Stoffa's decision is based on the unanimous recommendation of a selection committee consisting of himself, Director of Human Services Ross Marcus, Council members Peg Ferraro and Tom Dietrich, Deputy Director of Administration Tom Harp, Procurement Manager Kathryn Anderson, Area Agency on Aging Administrator John Mehler and Ann Terres, who told me she was there to present a citizen's perspective.
If the proposal is approved, it could cost Northampton County as much as $1.9 million over the next five years. It includes an annual cost of an administrator with 40% for fringe benefits ($182,000 in the first year), along with a bonus of $30,000 per year if the manager is successful in achieving certain benchmarks. One of the things that made Premier stand out among other applicants is that it also offered to accept penalties if it fails to deliver.
Calling Premier a "corporation with a heart," Peg Ferraro stated this manager is aware that "the care level at Gracedale has to stay exactly where it is." She liked Premier's inclusive attitude with its staff, something noted by several committee members at the facilities visited. She added Premier is willing to host a family or volunteer council. Marcus was also impressed that Premier administrators at other facilities would adopt the name tag and even the business card being used at that facility, as opposed to Premier.

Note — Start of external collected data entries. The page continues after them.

PR #1533, opened 2015-03-30
[Sprint: 47] XD-2852 XD-2298 A basic gpload tasklet implementation

trisberg:
- provides option for overriding INPUT.SOURCE.FILE as a job parameter


src/docs/asciidoc/Batch-Jobs.asciidoc
```diff
@@ -738,3 +738,77 @@ $$resourceManagerPort$$:: $$the Port for Hadoop's ResourceManager$$ *($$String$$
...
 //$job.sqoop
+
+==== Running gpload as a batch job (`gpload`)
+The gpload utility can be deployed and launched from Spring XD as a batch job. The gpload job uses a `GploadTasklet` that submits a gpload job as an external process. The Spring XD gpload batch job aims to support most of the gpload functionality.
+
+We need to provide the following required options:
+
+- `gploadHome` - this must be the path to where gpload utility is installed. This is usually /usr/local/greenplum-loaders-<version>.
+- `controlFile` - this file defines the gpload options in effect for this load job and is documented in the _Greenplum Load Tools Reference_ documentation.
+- `password` or `passswordFile` - you can either speciy the passord or provide a password file that must follow he general format for a PostgreSQL password file.
```
jvalkeal: 'he' typo

extensions/spring-xd-extension-gpload/src/main/java/org/springframework/xd/gpload/GploadEnvironmentProvider.java
```diff
@@ -0,0 +1,50 @@
...
+
+	public GploadEnvironmentProvider(String gploadHome, boolean usePasswordFile, String passwordInfo) {
+		this.gploadHome = gploadHome;
+		this.usePasswordFile = usePasswordFile;
+		this.passwordInfo = passwordInfo;
+	}
+
+	@Override
+	public void setEnvironment(Map<String, String> env) {
+		env.put("GPHOME_LOADERS", gploadHome);
```
jvalkeal: Don't do this because it will result errors in system which don't have this. I have a GPDB demo vm's and its `gpload` is:
```
$ cat /usr/local/greenplum-db/bin/gpload
#!/bin/sh
if [ ! -z "$GPHOME" ]; then
    . $GPHOME/greenplum_path.sh
fi
if [ ! -z "$GPHOME_LOADERS" ]; then
    . $GPHOME_LOADERS/greenplum_loaders_path.sh
fi
if [ `uname -s` = "AIX" -a ! -z "$GP_LIBPATH_FOR_PYTHON" ]; then
    LIBPATH=$GP_LIBPATH_FOR_PYTHON:$LIBPATH
    export LIBPATH
fi
```

Don't have `greenplum_loaders_path.sh` and job then fails with:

Another plus for Ferraro is that Premier owns no nursing homes. She hopes this deflects a concern in the community that a manager "would be just looking to buy down the road."
According to Procurement Manager Kathryn Anderson, twenty-six firms requested copies of the Request for Proposals (RFP), after which four firms did submit detailed proposals. "Everyone was afforded the same opportunity." She indicated Premier was the second lowest bidder, but that cost was only one of several criterion used to make the selection. "They may not have been the lowest, but we think they're the best," added Stoffa.
Will There Be Layoffs?
|Ross Marcus and Premier Proposal|
Premier has already told the County it's staff to patient ratio is too high, but Marcus stated that, instead of just moving into layoffs, "they would try to move people around" or eliminate vacancies. "Layoffs are held to an absolute minimum."
According to citizen rep Ann Terres, Premier has some "very creative" ideas for increasing admissions at Gracedale. Marcus explained that most hospitals discharge patients late in the afternoon, so Gracedale should be ready to accept admissions at that time of the day as well as during the main shift. Premier wants new admissions to be possible in the evening as well. They also want the nursing staff "to take residents they never thought about taking."
Premier will encourage admissions staff to be flexible and think outside their comfort zone, according to Marcus.
The goal, according to Stoffa, is to get a new resident admitted in two hours. "And without a lot of committee meetings and that sort of thing," added Terres.
What Can Premier Do About an 11% Reduced Medicare Reimbursement That Will Cost the County $1 million?
According to Marcus, Premier already has ideas about that problem. He stated that his own knowledge and understanding in that area is limited, but Premier is familiar with the different "rungs" in the Medicare regulations, and might actually be able to increase reimbursement in some areas. "Sometimes it's just a matter of improving your documentation," stated Marcus.
When Will Premier Start?
Marcus would like the new manager to start next Friday, but stated a more realistic time table is 30-45 days, as details of the contract are negotiated. They will place an interim administrator, to be followed by a full administrator.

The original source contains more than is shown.